►

PR #1091, opened 2020-12-11
Custom select

cpina:
Add `class="custom-control custom-select"` for the select widgets.

Before (see the arrow at the end):
select

After (Bootstrap4 arrow):
custom_select

When it has been seen it cannot be unseen!

In django-crispy-forms Bootstrap4 there is no specific template for the select widget: it relies on the Django template. This is good (one less think to maintain) but conceptually I think that would prefer to avoid having Bootstrap4/template-pack specific code in `crispy_forms_field.py`: "custom-control custom-select" could be moved into a new template for "select" like it's done for other widgets. On the other hand it's handy to not have the template and piiggyback Django select (`django/forms/templates/django/forms/widgets/select.html`) (other possible refactorings would be possible). Perhaps when working on Bootstrap5 it would be a good moment to re-consider this.

The Bootstrap4 (or Bootstrap3) code in `crispy_forms_field.py` dates from 2013.


crispy_forms/templatetags/crispy_forms_field.py
```diff
@@ -130,6 +130,10 @@ def render(self, context):  # noqa: C901
                     css_class += " form-control-danger"
 
             if template_pack == "bootstrap4" and not is_multivalue(field):
+                if is_select(field):
```
smithdc1, line 133: We're trying to push all of the logic into the templates rather than code. (It'll make it easier to extract templates from core).

You can pass in the additional classes into the django rendered widget via the template. See the BS5 `field` template for some inspiration as I've done the errors using this technique. This avoids needing the standalone template then html layout is the same and it's just the classes that change. 

(I'm on mobile at the moment but can draft this up at some point if you need help).

cpina: The separation between templates code and Python was my concern as well. I'll have a look at BS5 `field` template and I have an unorthodox solution that I'd like to try as well.

cpina: I have a solution but I'm not 100% that it's what you meant (and I have a question with the preappend/postappend widgets). I'll push the code in a few hours when I'm back home :-)

cpina:
With the latest commit (12th Dec): the logic to fix this is in the templates.

This has a problem: the custom-select `select` does not work for Prepended/Appended texts. This is not only for the `select` but for other widgets. See for more details  #1093 .

So this case works fine:
select-good

But this case is not working yet:
select-bad

But since this is related to any widget I would plan a solution in #1093

crispy_forms/templatetags/crispy_forms_field.py
cpina: > You can pass in the additional classes into the django rendered widget via the template. See the BS5 `field` template for some inspiration as I've done the errors using this technique. This avoids needing the standalone template then html layout is the same and it's just the classes that change.

@smithdc1 is this what you were thinking?
https://github.com/django-crispy-forms/django-crispy-forms/pull/1091/commits/01405272f3b833ba403b945d62ae4b7d83a6aa9b

If not: let me know, not a problem at all!

crispy_forms/templatetags/crispy_forms_field.py
```diff
@@ -27,6 +27,11 @@ def is_select(field):
     return isinstance(field.field.widget, forms.Select)
 
 
+@register.filter
+def is_selectsingle(field):
+    return is_select(field) and not field.field.widget.allow_multiple_selected
```
smithdc1, line 32: Why do we need to limit this to just single selects? The multiple select also supports `custom-select`? From my testing I can't see any difference in the styling on multiple selects between `custom-select` and `form-control`

crispy_forms/templates/bootstrap4/field.html
```diff
@@ -37,6 +37,11 @@
                 {% include 'bootstrap4/layout/help_text_and_errors.html' %}
             {% elif field|is_file and use_custom_control  %}
                 {% include 'bootstrap4/layout/field_file.html' %}
+            {% elif field|is_selectsingle and use_custom_control %}
```
smithdc1, line 40: I did wonder about moving this down inside the next div (I think it works being the same number of lines)

crispy_forms/templates/bootstrap4/field.html
```diff
@@ -37,6 +37,11 @@
...
+                <div class="{{ field_class }}">
+                     {% crispy_field field 'class' 'custom-control custom-select' %}
```
smithdc1, line 42: I think we need `custom-select` works just fine on it's own?

crispy_forms/tests/test_layout.py
```diff
@@ -606,6 +607,34 @@ def test_use_custom_control_is_used():
     assert response.content.count(b"custom-checkbox") == 0
 
 
+@only_bootstrap4
```
smithdc1, line 610: Could this benefit from `@pytest.mark.parametrize`? 

https://docs.pytest.org/en/stable/parametrize.html

docs/form_helper.rst
```diff
@@ -159,23 +165,17 @@ All previous, ``bootstrap`` (version 2 and 3) attributes are also settable in bo
 .. |customfile| image:: images/custom_file_field.png
    :width: 300px
    :align: middle
-.. |clearablefile| image:: images/clearable_file.png
```
smithdc1, line 162: Dropping clearable file from here is an unrelated change?

docs/form_helper.rst
```diff
@@ -135,22 +135,28 @@ Bootstrap 4 Helper attributes
...
    :align: middle
 .. |customcheckbox| image:: images/custom_checkbox.png
    :width: 300px
    :align: middle
-.. |radio| image:: images/radio.png    
+.. |select| image:: images/select.png
    :width: 300px
    :align: middle
-.. |customradio| image:: images/custom_radio.png
+.. |customselect| image:: images/custom_select.png
```
smithdc1, line 159:
```
/home/pi/Projects/django-crispy-forms/docs/form_helper.rst:156: WARNING: image file not readable: images/select.png
/home/pi/Projects/django-crispy-forms/docs/form_helper.rst:159: WARNING: image file not readable: images/custom_select.png
```

I can't seem to build the docs?

smithdc1:
Hi Carles, thanks for looking at this, this is a nice improvement. I've left a few small comments. 

I think we should take this as a standalone item which covers the most likely use case. We can then look at a select within a append / prepended wrapper as a separate item? 

I'd be happy to push a release with just this change.

crispy_forms/templatetags/crispy_forms_field.py
smithdc1: Yes, like this. :+1:

docs/form_helper.rst
cpina: Yes (I noted this in the commit, perhaps I should move it to a PR): https://github.com/cpina/django-crispy-forms/commit/c1340236525c5712f05184488ccc45580f77a8d9

The file field custom clearable png is, at the moment, broken in the documentation: https://django-crispy-forms.readthedocs.io/en/latest/form_helper.html?bootstrap-4-helper-attributes#bootstrap-4-helper-attributes

crispy_forms/templates/bootstrap4/field.html
cpina: I'm changing it, you are right: https://getbootstrap.com/docs/4.5/components/forms/#select-menu

The majority of previous controls like the `custom-switch` also have `custom-control`, this might have confused me :-)

crispy_forms/templatetags/crispy_forms_field.py
cpina: I didn't see any difference either. I thought of minimising the changes in the HTML output (to avoid breaking changes to users). Since Bootstrap documentation says explicitly that it is supported I'm happy to change it an apply let the `custom-select` go to the multiple selects. Actually it might be even less surprising for users. It also have fewer code for us.

It also occurred to me that some other template backend might need this distinction (single vs multiple) but we can cross this bridge when you come to it.

crispy_forms/templates/bootstrap4/field.html
cpina: I've changed it. My thoughts were between having one more nested `if` (after the change) or the similar pattern that we had for other fields.

cpina:
> Hi Carles, thanks for looking at this, this is a nice improvement. I've left a few small comments.
> 
> I think we should take this as a standalone item which covers the most likely use case. We can then look at a select within a append / prepended wrapper as a separate item?
> 
> I'd be happy to push a release with just this change.

I'm also happy to address the pre/post append select issues as part of #1093 . I think that pre/post append might need bigger changes and longer discussion.

docs/form_helper.rst
cpina: I'll amend this (I missed adding some files). How are you building the docs? I can't see in the documentation or in the .github action.

cpina:
```
cd docs
make html
```
I might add this in the docs (or read them better if it's there)

docs/form_helper.rst
cpina: > Dropping clearable file from here is an unrelated change?

I've created a branch minimising this change: https://github.com/cpina/django-crispy-forms/tree/custom-select-with-minimal-docs-change . I might have got a bit carried on the other day. I can make the other changes (delete the clearable one maybe, re-order the table so it matches the text) in another PR.

crispy_forms/templatetags/crispy_forms_field.py
smithdc1: https://docs.djangoproject.com/en/3.1/ref/forms/api/#django.forms.BoundField.widget_type Projects using Django 3.1+ can get a similar ability directly in the templates.

docs/form_helper.rst
smithdc1: The clearable file also looks awful on rtd, I'm not sure it's that helpful.

smithdc1 (approved):
This looks good to me! :tada:

Issue #1095, opened 2020-12-14
Fix a11y errors for bootstrap 4


yuqiuw:
* Package version:
* Django version:
* Python version:
* Template pack: (Optional)

### Description:

This tracks testing Django form components in use by Incubator for accessibility issues and remedying these issues. 

Reference requirements for Django form: https://www.w3.org/TR/wai-aria-practices/examples/landmarks/form.html

### Expected results:

The code should solve all a11y problems detected by Axe and Wave

yuqiuw:
Fixed in https://github.com/django-crispy-forms/django-crispy-forms/pull/1096

smithdc1:
I'm keen to improve accessibility issues in the template packs.

I'll close this for now as this is a generic accessibility request. I'd prefer to have issues targeting specific issues (e.g. https://github.com/django-crispy-forms/crispy-bootstrap5/issues/152) that can be improved. That'll allow easier judgement of when an issue is resolved.

PR #1096, opened 2020-12-14
Fix a11y for bt4

yuqiuw:
https://github.com/django-crispy-forms/django-crispy-forms/issues/1095


smithdc1:
Thanks for the interest here. I'm super supportive of any improvements in this area (although I'm not immediately familiar with the details).

On initial review I'm not sure this is right?

The Mozilla dev docs say labels use `for` not`id`?

https://developer.mozilla.org/en-US/docs/Web/HTML/Element/label

The answer to this SO question says we don't need to use them in this context?

https://stackoverflow.com/questions/11152323/the-purpose-of-using-aria-labelledby-on-already-labeled-input-elements

yuqiuw:
> https://stackoverflow.com/questions/11152323/the-purpose-of-using-aria-labelledby-on-already-labeled-input-elements

Yeah it just switches to use `aria-labelledby` instead of for to support linking multiple input fields with the same label. 

A good example is like this field in a django form
```
# SplitHiddenDateTimeWidget
    splitHiddenDateTimeWidget = forms.SplitDateTimeField(
        widget=forms.widgets.SplitHiddenDateTimeWidget
    )
```

yuqiuw:
Hi @smithdc1, can I get approved and merge this in? Thank you for reviewing!!

smithdc1:
Hi @yuqiuw I'll need some time to think about this. 

As mentioned above the guidance I found days to use `for` rather than the aria attributes?

What am I missing here?

yuqiuw:
Hi @smithdc1 , You're totally right that the `for` shouldn't be exchanged. 
https://developer.mozilla.org/en-US/docs/Web/Accessibility/ARIA/ARIA_Techniques/Using_the_aria-labelledby_attribute

I put the `for` back, and the `aira-labelledby` only works as a replenish so that a label can label several inputs.

Thank you for looking at this!

yuqiuw:
Before: 
image

After:
image

Also fixes the accessibility problem shown in Axe.

yuqiuw:
Hi @smithdc1 , can I have some updates on this? Thank you so much! Merry Christmas to you and your family!

smithdc1:
Hi I'll have a look at this after the holiday period.

A few questions at this stage. 

- I think you are suggesting this is only an issue for items where there are multiple inputs for a single label (e.g split date time). A single text back is currently ok?

- This is limited to a single template pack but presumably this applies to all template packs?

- As a principle were trying to put template pack specific logic into the templates.

yuqiuw:
Answers to your question:

- Yes this is only an issue where there are multiple inputs for a single label. Single text back is ok.
- This should be applied to all template packs but I didn't add it to all. Do you think I should do that? XD will be happy to.
- So this isn't template pack specific logic, again do you suggest me to apply it to all template packs (similar to this one)?

yuqiuw:
@smithdc1  Hi! Happy 2021! Any thoughts about this?

yuqiuw:
> @smithdc1 Hi! Happy 2021! Any thoughts about this?

Hi David, I'd like to push a little bit on this. Can I have one more review for this MR? Thank you for your attention!

smithdc1:
Hey @yuqiuw Thanks for your continued interest in this. I'm fairly unfamiliar with a11y and so on, so your help here is appreciated. I've loaded the [crispy-test-project](https://github.com/django-crispy-forms/crispy-test-project) with this patch and run the "lighthouse" tests from within Chrome. With this patch, I now see a long list of errors `aria` errors. :thinking: 

image

Secondly on your approach here you've made changes to the python code. We're trying to unpick the template packs from "core" the preferred solution if for template logic wherever possible. I think if we can get it working first, we can then think about this later.

yuqiuw:
Thank you for replying! I'll look into this!

yuqiuw:
@smithdc1  The original intention is to fix a11y problem only for multi-text input like this:
image

But it's also good to fix all a11y problems. Please check with the lighthouse that all aria-related problems are fixed. Also, the problems detected by Axe or Wave are mitigated intensely. Hope this helps, thank you!

yuqiuw:
image
Before this it was ~72

yuqiuw:
@smithdc1  Hi David, I'm still working on this and have enough bandwidth. Please help me review this and let me know if there're any places to improve/modify. XD thanks

smithdc1:
On mobile so sorry for typos / etc. 

Thanks for your continued effort here. 🎖️

I'm nervous about how big this change is, I don't think we need to add these attributes to every input. Bootstraps docs don't show this and it wasn't highlighted as part of the recent accessibility review of Django where there are a few tickets open, here are a couple of them. 

https://code.djangoproject.com/query?status=assigned&status=new&description=~Accessibility&desc=1&order=id

On the specific of split date time field I'm not even sure how this should work in standard Django. I asked on the forum but didn't get a response. Do you have any thoughts here?

https://forum.djangoproject.com/t/accessibility-for-splitdatetimefield/6871

There is the excellent crispy-forms-gds package. I suspect there'll be something in here that could help with this issue, but needs some time to investigate. 🕵️ 

https://github.com/wildfish/crispy-forms-gds

Finally I wonder if part of this is just layout of multiwidgets generally. A number of issues here, for example. I've looked at this a number of times and haven't yet worked out the right solution. I suspect the GDS package probably has an answer for this as well...

https://github.com/django-crispy-forms/django-crispy-forms/issues/831

yuqiuw:
@smithdc1  Thank you for your timely response! Really appreciate that.

For the first worry that "I don't think we need to add these attributes to every input." But this is necessary to fix all Aria errors shown in lighthouse.  Maybe it's a better idea to wait for the Django project to fix it... but since there have not been related discussions/issues posted there, I think it's fine for us to add it in crispy forms to provide better accessibility.

The split date-time field will just show up as your code is in your thread https://forum.djangoproject.com/t/accessibility-for-splitdatetimefield/6871 (and I appreciate that you brought this question up in the forum) My thought is the label is meant to be for both of these fields, so using aria-labelledby will solve this nicely (and thus my code is surrounding that)

And I agree that this could be just layout of multiwidgets generally, since it's because "for" can only point from one label to one input. Again I think "aria-labelledby" could solve this by one to multi mappings.

Briefly looked into the gds repo, it seems that they used "aria-descirbedby" to solve this. From my point of view that's kind of the same solution as mine?
image

Finally, I think given that this pull request is an improvement anyway, I still want to push it to merge XD. Thank you again for following up!

smithdc1:
So it looks like gds is using `described-by` for help text, that's great. I think we should do the same and is recommended by the bootstrap docs. 

I am not sure that every input needs an `aria-labelledby`, for example with your patch we get the following. However, this input will pass the accessibility tests without the aria label as we have declared it [explicitly](https://www.w3.org/WAI/tutorials/forms/labels/#associating-labels-explicitly) via `for` and `id` on the `label` and `input`. :thinking: 

``` html

<div id="div_id_default_form-text_input" class="form-group"> 
    <label for="id_default_form-text_input" class=" requiredField">
        Text input<span class="asteriskField">*</span> 
    </label>
    <div class=""> 
        <input type="text" name="default_form-text_input" class="form-control-lg textinput textInput form-control" 
         aria-labelledby="id_default_form-text_input_label" required="" id="id_default_form-text_input">
     </div>
</div>
```

yuqiuw:
@smithdc1  Oh sorry I missed your comment! You're right that not every input needs an `aria-labelledby`, only the input with sibling(s) needs it since all these input will point to the same label. But I think it's fine to have label and input(s) to point to each other

smithdc1:
crispy-forms 2.x will drop all the template packs in favour of stand alone template packs.  See https://github.com/django-crispy-forms/

I'd be more than happy to review accessibility PRs to those repos.

PR #1098, opened 2020-12-16
Document how to build documentation

cpina:


docs/contributing.rst
```diff
@@ -30,6 +30,18 @@ Django-crispy-forms comes with git hook scripts. These can be installed by runni
...
 
+Build the documentation locally
+===============================
+
+If you make documentation changes they can be seen locally.
+In the directory where you cloned ``django-crispy-forms``::
+
+    cd docs
+    pip install -r requirements.txt
+    make html
```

◄

_What the task requires:_ Across the records above, count each line that holds the word "requirements" and give only the resulting number.

_Task output:_ 2